**Your assignment:**
When the line containing "Detector: 0 changed" appears in the data below, begin copying there and stop only after the line containing "Key off macOS's own evidence".

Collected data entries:
= Beginning of Section =

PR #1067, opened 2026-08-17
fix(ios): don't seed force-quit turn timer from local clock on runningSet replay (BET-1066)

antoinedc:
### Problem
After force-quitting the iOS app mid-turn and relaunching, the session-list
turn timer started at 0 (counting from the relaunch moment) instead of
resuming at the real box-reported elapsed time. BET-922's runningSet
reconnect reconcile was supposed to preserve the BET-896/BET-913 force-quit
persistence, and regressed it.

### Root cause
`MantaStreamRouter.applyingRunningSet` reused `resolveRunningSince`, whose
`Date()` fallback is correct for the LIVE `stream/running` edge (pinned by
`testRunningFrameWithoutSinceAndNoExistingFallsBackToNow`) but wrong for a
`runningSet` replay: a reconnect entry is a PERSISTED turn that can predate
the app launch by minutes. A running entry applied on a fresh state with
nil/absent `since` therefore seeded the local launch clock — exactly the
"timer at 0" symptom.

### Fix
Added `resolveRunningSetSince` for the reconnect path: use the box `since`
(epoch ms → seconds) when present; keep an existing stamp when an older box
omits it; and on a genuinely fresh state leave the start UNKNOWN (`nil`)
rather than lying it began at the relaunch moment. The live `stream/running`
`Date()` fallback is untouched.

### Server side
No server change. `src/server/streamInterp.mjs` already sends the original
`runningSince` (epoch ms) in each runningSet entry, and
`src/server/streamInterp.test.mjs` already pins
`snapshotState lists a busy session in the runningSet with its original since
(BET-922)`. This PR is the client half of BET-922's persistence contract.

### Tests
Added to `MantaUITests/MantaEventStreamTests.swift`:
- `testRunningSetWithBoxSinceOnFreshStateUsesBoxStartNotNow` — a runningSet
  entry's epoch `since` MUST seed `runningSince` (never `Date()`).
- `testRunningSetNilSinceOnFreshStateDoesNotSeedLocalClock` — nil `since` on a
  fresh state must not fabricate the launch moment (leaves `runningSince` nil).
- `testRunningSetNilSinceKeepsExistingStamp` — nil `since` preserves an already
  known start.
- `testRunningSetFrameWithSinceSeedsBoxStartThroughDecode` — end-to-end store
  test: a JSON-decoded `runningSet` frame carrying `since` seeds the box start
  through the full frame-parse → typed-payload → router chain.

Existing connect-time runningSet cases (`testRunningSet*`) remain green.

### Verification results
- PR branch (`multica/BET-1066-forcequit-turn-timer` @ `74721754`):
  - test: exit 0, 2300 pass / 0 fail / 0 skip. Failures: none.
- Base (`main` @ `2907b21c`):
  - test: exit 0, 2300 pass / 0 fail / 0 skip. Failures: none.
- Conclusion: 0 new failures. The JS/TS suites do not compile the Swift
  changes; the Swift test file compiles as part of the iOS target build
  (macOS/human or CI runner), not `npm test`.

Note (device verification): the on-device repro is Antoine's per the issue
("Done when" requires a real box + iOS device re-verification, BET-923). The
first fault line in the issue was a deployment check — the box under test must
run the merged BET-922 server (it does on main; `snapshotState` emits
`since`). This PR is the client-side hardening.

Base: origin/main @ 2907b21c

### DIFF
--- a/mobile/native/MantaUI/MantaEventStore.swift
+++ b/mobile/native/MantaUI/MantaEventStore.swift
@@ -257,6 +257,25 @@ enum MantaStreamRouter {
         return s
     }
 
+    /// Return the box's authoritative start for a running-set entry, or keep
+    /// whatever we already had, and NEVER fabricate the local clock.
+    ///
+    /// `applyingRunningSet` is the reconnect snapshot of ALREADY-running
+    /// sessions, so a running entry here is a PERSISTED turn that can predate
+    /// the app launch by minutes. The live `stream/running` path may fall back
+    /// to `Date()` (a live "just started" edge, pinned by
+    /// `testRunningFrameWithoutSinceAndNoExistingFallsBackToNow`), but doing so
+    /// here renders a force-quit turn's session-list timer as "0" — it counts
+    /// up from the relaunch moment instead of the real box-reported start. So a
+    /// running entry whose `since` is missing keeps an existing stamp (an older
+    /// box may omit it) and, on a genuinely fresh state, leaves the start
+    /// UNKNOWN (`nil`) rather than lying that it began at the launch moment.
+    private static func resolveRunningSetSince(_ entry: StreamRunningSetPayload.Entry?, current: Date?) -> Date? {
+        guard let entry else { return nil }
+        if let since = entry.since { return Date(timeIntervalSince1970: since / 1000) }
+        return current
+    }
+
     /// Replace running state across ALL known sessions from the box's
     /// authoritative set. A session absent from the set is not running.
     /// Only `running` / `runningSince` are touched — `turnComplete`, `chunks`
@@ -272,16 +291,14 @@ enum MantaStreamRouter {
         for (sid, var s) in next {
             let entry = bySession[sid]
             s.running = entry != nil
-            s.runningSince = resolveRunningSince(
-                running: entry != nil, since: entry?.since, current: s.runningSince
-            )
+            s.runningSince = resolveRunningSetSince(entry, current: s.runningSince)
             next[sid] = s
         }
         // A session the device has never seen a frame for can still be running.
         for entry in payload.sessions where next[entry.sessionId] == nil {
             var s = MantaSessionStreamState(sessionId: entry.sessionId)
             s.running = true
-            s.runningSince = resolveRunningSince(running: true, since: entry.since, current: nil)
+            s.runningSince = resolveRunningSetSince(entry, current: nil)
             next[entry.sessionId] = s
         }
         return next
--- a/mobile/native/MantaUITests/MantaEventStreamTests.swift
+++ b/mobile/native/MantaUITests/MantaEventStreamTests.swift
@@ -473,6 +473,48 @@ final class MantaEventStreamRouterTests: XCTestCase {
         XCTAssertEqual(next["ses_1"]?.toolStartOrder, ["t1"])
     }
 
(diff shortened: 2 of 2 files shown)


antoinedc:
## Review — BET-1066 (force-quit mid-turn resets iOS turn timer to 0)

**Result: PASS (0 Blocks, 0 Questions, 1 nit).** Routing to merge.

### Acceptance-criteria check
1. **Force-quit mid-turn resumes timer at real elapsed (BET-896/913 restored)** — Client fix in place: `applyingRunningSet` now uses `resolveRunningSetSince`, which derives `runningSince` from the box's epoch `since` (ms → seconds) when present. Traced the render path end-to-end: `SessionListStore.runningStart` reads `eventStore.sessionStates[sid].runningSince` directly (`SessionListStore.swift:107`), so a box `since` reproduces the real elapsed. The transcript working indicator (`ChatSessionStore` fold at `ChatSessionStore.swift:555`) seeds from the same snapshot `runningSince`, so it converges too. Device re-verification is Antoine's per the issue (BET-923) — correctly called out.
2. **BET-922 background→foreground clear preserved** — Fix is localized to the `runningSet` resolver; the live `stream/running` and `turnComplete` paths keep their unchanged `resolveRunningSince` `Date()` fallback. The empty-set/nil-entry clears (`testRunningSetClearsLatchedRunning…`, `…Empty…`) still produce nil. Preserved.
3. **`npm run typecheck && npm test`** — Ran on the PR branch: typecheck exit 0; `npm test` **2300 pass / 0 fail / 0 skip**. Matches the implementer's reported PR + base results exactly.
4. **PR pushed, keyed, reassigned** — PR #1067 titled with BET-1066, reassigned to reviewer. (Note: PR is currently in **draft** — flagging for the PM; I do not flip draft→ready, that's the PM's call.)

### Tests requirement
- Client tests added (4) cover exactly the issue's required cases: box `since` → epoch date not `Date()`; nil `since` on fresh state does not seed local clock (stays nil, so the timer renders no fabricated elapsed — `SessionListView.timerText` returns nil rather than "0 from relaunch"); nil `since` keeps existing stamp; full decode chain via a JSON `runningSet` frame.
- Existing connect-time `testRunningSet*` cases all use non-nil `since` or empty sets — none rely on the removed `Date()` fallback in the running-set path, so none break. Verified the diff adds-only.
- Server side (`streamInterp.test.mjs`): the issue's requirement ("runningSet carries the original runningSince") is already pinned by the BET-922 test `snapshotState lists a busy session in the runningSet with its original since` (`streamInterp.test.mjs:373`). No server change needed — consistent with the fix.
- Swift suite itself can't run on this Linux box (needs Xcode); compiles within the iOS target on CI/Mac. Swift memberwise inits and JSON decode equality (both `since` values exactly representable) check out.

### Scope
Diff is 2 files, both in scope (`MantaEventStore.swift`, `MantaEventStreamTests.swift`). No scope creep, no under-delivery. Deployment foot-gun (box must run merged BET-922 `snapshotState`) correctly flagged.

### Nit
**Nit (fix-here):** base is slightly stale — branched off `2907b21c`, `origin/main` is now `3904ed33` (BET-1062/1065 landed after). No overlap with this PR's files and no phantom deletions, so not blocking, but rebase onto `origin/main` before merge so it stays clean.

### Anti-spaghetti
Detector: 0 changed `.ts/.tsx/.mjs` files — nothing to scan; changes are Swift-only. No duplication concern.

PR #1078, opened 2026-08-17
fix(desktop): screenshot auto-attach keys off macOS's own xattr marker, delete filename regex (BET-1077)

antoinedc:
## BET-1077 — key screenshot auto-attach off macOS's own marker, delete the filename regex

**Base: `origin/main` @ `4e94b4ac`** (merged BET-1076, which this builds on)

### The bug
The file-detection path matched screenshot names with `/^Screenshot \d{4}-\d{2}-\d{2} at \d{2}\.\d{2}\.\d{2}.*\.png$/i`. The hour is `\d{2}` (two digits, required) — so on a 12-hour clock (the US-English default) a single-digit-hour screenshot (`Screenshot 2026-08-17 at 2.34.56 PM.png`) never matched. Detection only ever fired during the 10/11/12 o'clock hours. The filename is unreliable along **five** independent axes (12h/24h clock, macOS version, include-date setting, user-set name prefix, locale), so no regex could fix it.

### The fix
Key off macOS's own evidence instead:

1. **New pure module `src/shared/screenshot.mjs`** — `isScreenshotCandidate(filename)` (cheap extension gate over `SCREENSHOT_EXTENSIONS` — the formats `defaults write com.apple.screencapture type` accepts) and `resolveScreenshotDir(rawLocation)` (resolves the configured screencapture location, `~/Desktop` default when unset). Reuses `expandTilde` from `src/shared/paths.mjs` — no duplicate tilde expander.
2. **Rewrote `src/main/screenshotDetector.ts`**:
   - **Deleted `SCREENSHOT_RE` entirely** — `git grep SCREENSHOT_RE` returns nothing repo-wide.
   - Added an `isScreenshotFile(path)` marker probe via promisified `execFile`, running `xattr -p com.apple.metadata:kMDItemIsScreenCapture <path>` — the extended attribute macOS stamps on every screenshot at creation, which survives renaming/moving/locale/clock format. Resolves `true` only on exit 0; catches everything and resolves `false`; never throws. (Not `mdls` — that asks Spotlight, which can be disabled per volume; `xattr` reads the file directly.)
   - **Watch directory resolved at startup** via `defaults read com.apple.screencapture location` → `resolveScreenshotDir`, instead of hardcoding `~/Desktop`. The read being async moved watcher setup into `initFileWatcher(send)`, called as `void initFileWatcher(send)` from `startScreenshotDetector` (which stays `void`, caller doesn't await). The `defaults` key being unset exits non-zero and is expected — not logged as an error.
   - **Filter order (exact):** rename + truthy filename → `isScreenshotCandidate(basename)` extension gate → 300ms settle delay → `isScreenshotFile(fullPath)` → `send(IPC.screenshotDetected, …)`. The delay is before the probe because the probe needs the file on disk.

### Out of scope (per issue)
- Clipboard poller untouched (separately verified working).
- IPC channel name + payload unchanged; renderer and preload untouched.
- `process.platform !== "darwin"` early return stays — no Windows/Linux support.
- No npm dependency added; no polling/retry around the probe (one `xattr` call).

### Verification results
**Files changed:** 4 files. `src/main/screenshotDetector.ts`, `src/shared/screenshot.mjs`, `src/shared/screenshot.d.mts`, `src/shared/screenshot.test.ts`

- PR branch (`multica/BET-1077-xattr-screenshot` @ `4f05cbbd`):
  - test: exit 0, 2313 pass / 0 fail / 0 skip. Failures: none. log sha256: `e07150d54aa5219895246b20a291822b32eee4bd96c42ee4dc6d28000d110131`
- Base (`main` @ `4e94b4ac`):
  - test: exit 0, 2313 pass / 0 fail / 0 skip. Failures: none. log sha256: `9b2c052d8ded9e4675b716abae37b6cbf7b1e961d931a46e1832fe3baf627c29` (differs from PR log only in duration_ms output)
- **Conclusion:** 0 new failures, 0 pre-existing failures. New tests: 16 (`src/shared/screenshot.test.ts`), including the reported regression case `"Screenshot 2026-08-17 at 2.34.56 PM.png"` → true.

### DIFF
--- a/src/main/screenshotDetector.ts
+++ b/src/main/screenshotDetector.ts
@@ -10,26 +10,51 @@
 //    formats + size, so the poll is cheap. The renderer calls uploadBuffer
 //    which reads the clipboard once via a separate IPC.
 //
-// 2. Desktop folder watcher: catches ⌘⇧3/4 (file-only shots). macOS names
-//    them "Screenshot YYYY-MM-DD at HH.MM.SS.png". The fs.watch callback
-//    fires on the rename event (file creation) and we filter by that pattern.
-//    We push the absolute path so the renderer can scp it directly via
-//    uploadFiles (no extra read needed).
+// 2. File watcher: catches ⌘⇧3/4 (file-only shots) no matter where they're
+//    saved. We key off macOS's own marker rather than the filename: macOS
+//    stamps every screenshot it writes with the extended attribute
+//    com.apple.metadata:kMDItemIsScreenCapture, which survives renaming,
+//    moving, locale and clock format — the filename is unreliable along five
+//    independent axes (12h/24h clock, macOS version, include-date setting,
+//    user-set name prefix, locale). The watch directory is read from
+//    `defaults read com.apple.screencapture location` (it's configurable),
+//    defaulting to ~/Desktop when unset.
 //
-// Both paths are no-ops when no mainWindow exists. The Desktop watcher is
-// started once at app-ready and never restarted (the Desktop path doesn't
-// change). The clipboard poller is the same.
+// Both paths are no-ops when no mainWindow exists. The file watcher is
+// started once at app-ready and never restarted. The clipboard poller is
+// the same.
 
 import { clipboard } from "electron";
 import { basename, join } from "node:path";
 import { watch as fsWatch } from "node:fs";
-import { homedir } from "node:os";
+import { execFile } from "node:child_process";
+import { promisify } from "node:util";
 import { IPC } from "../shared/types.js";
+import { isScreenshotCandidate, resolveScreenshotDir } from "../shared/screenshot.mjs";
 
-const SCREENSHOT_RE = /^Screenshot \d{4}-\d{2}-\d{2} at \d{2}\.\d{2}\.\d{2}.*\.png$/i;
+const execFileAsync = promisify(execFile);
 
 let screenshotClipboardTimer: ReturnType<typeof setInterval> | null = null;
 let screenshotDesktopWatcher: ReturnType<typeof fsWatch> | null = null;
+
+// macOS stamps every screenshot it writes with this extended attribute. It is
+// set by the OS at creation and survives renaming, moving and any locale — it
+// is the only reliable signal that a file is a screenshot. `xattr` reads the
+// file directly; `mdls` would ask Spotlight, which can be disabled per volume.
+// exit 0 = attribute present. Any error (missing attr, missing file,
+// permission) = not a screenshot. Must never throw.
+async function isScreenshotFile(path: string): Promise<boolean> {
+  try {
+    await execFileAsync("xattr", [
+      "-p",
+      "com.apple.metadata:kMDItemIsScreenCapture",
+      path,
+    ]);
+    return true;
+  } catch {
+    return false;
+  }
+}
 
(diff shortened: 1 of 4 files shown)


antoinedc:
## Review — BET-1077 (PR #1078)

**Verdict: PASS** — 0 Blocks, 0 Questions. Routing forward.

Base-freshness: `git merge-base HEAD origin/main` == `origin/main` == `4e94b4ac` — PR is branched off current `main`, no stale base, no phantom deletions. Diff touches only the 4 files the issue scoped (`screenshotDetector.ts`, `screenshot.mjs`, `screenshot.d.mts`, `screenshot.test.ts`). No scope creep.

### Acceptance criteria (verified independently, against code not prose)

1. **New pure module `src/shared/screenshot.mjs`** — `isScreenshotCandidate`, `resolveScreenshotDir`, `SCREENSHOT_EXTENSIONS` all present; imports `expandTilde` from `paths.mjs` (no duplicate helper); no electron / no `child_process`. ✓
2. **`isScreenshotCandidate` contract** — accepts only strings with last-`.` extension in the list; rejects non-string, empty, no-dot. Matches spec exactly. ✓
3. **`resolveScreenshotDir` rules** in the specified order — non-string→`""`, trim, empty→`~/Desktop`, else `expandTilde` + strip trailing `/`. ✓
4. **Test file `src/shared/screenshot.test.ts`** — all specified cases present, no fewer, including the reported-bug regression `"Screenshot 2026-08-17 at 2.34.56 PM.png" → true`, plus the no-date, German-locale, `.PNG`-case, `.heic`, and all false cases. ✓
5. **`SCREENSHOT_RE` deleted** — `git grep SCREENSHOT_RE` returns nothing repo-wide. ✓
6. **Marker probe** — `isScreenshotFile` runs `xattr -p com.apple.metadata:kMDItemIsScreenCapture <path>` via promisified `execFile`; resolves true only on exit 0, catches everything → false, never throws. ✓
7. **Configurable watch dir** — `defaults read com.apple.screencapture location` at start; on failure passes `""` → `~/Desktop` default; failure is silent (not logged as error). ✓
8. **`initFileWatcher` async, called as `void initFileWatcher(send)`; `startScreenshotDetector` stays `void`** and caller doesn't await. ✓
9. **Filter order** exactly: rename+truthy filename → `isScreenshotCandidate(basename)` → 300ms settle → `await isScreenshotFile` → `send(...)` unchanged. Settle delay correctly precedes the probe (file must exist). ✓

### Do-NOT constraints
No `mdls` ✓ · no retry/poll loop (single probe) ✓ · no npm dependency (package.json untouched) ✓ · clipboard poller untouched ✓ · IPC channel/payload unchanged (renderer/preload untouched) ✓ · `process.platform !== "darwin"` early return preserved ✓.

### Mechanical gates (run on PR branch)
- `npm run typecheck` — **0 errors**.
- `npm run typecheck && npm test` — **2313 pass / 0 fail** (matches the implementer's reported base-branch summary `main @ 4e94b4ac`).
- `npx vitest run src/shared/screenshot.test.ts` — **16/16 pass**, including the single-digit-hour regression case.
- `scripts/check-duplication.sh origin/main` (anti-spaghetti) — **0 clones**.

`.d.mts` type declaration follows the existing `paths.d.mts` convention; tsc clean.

= End of Section =

**Solution:**
Detector: 0 changed `.ts/.tsx/.mjs` files — nothing to scan; changes are Swift-only. No duplication concern.

PR #1078, opened 2026-08-17
fix(desktop): screenshot auto-attach keys off macOS's own xattr marker, delete filename regex (BET-1077)

antoinedc:
## BET-1077 — key screenshot auto-attach off macOS's own marker, delete the filename regex

**Base: `origin/main` @ `4e94b4ac`** (merged BET-1076, which this builds on)

### The bug
The file-detection path matched screenshot names with `/^Screenshot \d{4}-\d{2}-\d{2} at \d{2}\.\d{2}\.\d{2}.*\.png$/i`. The hour is `\d{2}` (two digits, required) — so on a 12-hour clock (the US-English default) a single-digit-hour screenshot (`Screenshot 2026-08-17 at 2.34.56 PM.png`) never matched. Detection only ever fired during the 10/11/12 o'clock hours. The filename is unreliable along **five** independent axes (12h/24h clock, macOS version, include-date setting, user-set name prefix, locale), so no regex could fix it.

### The fix
Key off macOS's own evidence instead:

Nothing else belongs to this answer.